Start of Input

PR #6685, opened 2026-02-19
chore: add pipeline_blocking_commands_total counter

### LINKED ISSUE #6669: Add metrics for pipelines that contain blocking commands (blpop, etc)
This would help us understand if a pipeline is stack on a blocked command.

kostasrim:
Add a counter "pipeline_blocking_commands_total" that tracks the total number of blocking commands encountered during pipelined execution. Expose this to prometheous metrics

* add metric

resolves #6669

### DIFF
--- a/src/server/server_family.cc
+++ b/src/server/server_family.cc
@@ -1628,7 +1628,7 @@ void PrintPrometheusMetrics(uint64_t uptime, const Metrics& m, DflyCmd* dfly_cmd
   AppendMetricWithoutLabels("pipeline_queue_wait_duration_seconds", "",
                             conn_stats.pipelined_wait_latency * 1e-6, MetricType::COUNTER,
                             &resp->body());
-  AppendMetricWithoutLabels("pipelined_blocking_commands_total", "",
+  AppendMetricWithoutLabels("pipeline_blocking_commands_total", "",
                             m.coordinator_stats.blocking_commands_in_pipelines, MetricType::COUNTER,
                             &resp->body());
 


src/facade/dragonfly_connection.cc
```diff
@@ -1531,7 +1533,7 @@ void Connection::SquashPipeline() {
       stats_->pipelined_wait_latency += CycleClock::ToUsec(start - current->parsed_cycle);
     }
 
-    ReleaseParsedCommand(current, result.account_in_stats /* is_pipelined */);
+    ReleaseParsedCommand(current, true);
```
kostasrim: This was a bug. `result.account_in_stats` is set to `true` only if `bool account_in_stats = total_usec > squash_stats_latency_lower_limit_cached;` The signature however is: `ReleaseParsedCommand(ParsedCommand* cmd, bool is_pipelined)`. So we `missed` a bunch of pipeline stats.

src/facade/dragonfly_connection.cc
```diff
@@ -1487,9 +1487,11 @@ void Connection::SquashPipeline() {
   // This lambda advances a temporary pointer exec_cmd_ptr to feed the execution engine.
   // We do not modify parsed_to_execute_ yet, in case execution throws/fails.
   auto exec_cmd_ptr{parsed_to_execute_};
-  auto get_next_fn = [&exec_cmd_ptr]() mutable -> ParsedArgs {
+  auto get_next_fn = [&exec_cmd_ptr]() mutable -> std::pair<ParsedArgs, bool*> {
```
kostasrim: I am not the biggest fan of this but I see no other simpler way 🤷

kostasrim:
I can also add a test I guess 🤷

src/server/main_service.cc
```diff
@@ -1748,10 +1753,15 @@ DispatchManyResult Service::DispatchManyCommands(std::function<facade::ParsedArg
...
   for (unsigned i = 0; i < count; i++) {
-    ParsedArgs args = arg_gen();
+    auto [args, is_blocking_ptr] = arg_gen();
     string cmd = absl::AsciiStrToUpper(args.Front());
     const auto [cid, tail_args] = registry_.FindExtended(cmd, args.Tail());
 
+    // Mark if this is a blocking command for latency tracking
+    if (is_blocking_ptr && cid && cid->IsBlocking()) {
+      *is_blocking_ptr = true;
+    }
```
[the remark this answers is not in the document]
kostasrim: nope, when I Release it I reset the state

romange:
I do not think that latency is the main issue here.  It's rather a symptom.

The core issue is the EXISTENCE of blocking commands being sent via pipelining mode. The metric purpose is to identify such cases so we could notify users of misuse of Dragonfly.

src/facade/parsed_command.cc
```diff
@@ -50,6 +50,7 @@ string MCRender::RenderDeleted() const {
 void ParsedCommand::ResetForReuse() {
   is_deferred_reply_ = false;
   reply_ = std::monostate{};
+  is_blocking_cmd = false;
```
romange: I think the logic should the the other way around. facade::ConnectionContext already has `async_dispatch` flag. You should just add a counter to ServerState::Stats that is increased if `async_dispatch` and `is_blocking()`. facade should not know what blocking command is.

So lets just count such events.

src/facade/ok_main.cc
```diff
@@ -33,11 +33,11 @@ class OkService : public ServiceInterface {
     return DispatchResult::OK;
   }
 
-  DispatchManyResult DispatchManyCommands(std::function<ParsedArgs()> arg_gen, unsigned count,
-                                          SinkReplyBuilder* builder,
+  DispatchManyResult DispatchManyCommands(std::function<std::pair<ParsedArgs, bool*>()> arg_gen,
+                                          unsigned count, SinkReplyBuilder* builder,
```
romange: the change should be much simpler.

src/facade/dragonfly_connection.cc
romange: I suspect it was NOT a bug. `result.account_in_stats` is set only from the pipeline flow.

kostasrim: I am confused. This code is part of `SquashPipeline` so we are on pipeline flow. The variable `account_in_stats` is only set however, when the pipeline latency was higher than the flag's value. 

Now if you look on `ReleaseParsedCommand` 

```
  2360   if (is_pipelined) {                                                                                                                                                                                                                
  2361     stats_->pipelined_cmd_cnt++;                                                                                                                                                                                                     
  2362     uint64_t latency_usec = CycleClock::ToUsec(CycleClock::Now() - cmd->parsed_cycle);                                                                                                                                               
  2363     stats_->pipelined_cmd_latency += latency_usec;                                                                                                                                                                                   
  2364                                                                                                                                                                                                                                      
  2365     if (cmd->is_blocking_cmd) {                                                                                                                                                                                                      
  2366       stats_->pipelined_blocking_cmd_latency += latency_usec;                                                                                                                                                                        
  2367     }                                                                                                                                                                                                                                
  2368   }                                                                                                                                                                                                                                  
  2369     
```

So we only want to count slow pipeline commands only ? Same for latency ?

On previous versions of dragonfly (e.g. v1.33.0 with `RecycleMsg`), we run this code unconditionally so `we changed our metrics around pipelines`. Was this intended ? If yes,  I revert, if no then this is an actual bug on what pipeline metrics we track (slow or all)

romange: yes, this was intended. This is how I measure percentiles by filtering out samples less than some threshold.

src/server/test_utils.cc
```diff
@@ -497,10 +497,10 @@ void BaseFamilyTest::RunMany(const std::vector<std::vector<std::string>>& cmds)
   for (size_t i = 0; i < cmds.size(); ++i) {
     backed_args_vec[i] = cmn::BackedArguments(cmds[i].begin(), cmds[i].end(), cmds[i].size());
   }
-  auto next_fn = [it = backed_args_vec.begin()]() mutable {
+  auto next_fn = [it = backed_args_vec.begin()]() mutable -> std::pair<ParsedArgs, bool*> {
     ParsedArgs args(*it);
     ++it;
-    return args;
+    return {args, nullptr};
```
romange: not needed imho

kostasrim:
@romange should we warn via `LOG` or just expose the metric ?

src/facade/ok_main.cc
```diff
@@ -32,7 +32,6 @@ class OkService : public ServiceInterface {
     cmd->rb()->SendOk();
     return DispatchResult::OK;
   }
-
```
romange, line 35: pls revert

src/facade/dragonfly_connection.cc
```diff
@@ -1544,7 +1544,7 @@ void Connection::SquashPipeline() {
       conn_stats.pipelined_wait_latency += CycleClock::ToUsec(start - current->parsed_cycle);
     }
 
-    ReleaseParsedCommand(current, result.account_in_stats /* is_pipelined */);
+    ReleaseParsedCommand(current, result.account_in_stats);
```
romange: pls revert

src/server/server_family.cc
```diff
@@ -3178,6 +3178,7 @@ string ServerFamily::FormatInfoMetrics(const Metrics& m, std::string_view sectio
     append("total_pipelined_commands", conn_stats.pipelined_cmd_cnt);
     append("pipeline_throttle_total", conn_stats.pipeline_throttle_count);
     append("pipelined_latency_usec", conn_stats.pipelined_cmd_latency);
+    append("pipelined_blocking_cmd_total", m.coordinator_stats.blocking_commands_in_pipelines);
```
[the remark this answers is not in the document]
romange: I actually prefer we add to prometheus metrics rather in stats as it's simpler to track and monitor.
I switched to adding new things to /metrics only - it's more scalable.

src/facade/dragonfly_connection.cc
kostasrim: I will revert but `is_pipelined` is missleading in this context. The command is pipelined anyway on this flow. It's a matter of if it's slow or not (based on the flag)

src/server/server_family.cc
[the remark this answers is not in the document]
kostasrim: done, removed the other one

kostasrim:
> Much simpler now. Did you test it manually at least?

copilot did :)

End of Input

Return all lines in the data that include the word "simpler".

**Result for this task:**
kostasrim: I am not the biggest fan of this but I see no other simpler way 🤷
romange: the change should be much simpler.
romange: I actually prefer we add to prometheus metrics rather in stats as it's simpler to track and monitor.
> Much simpler now. Did you test it manually at least?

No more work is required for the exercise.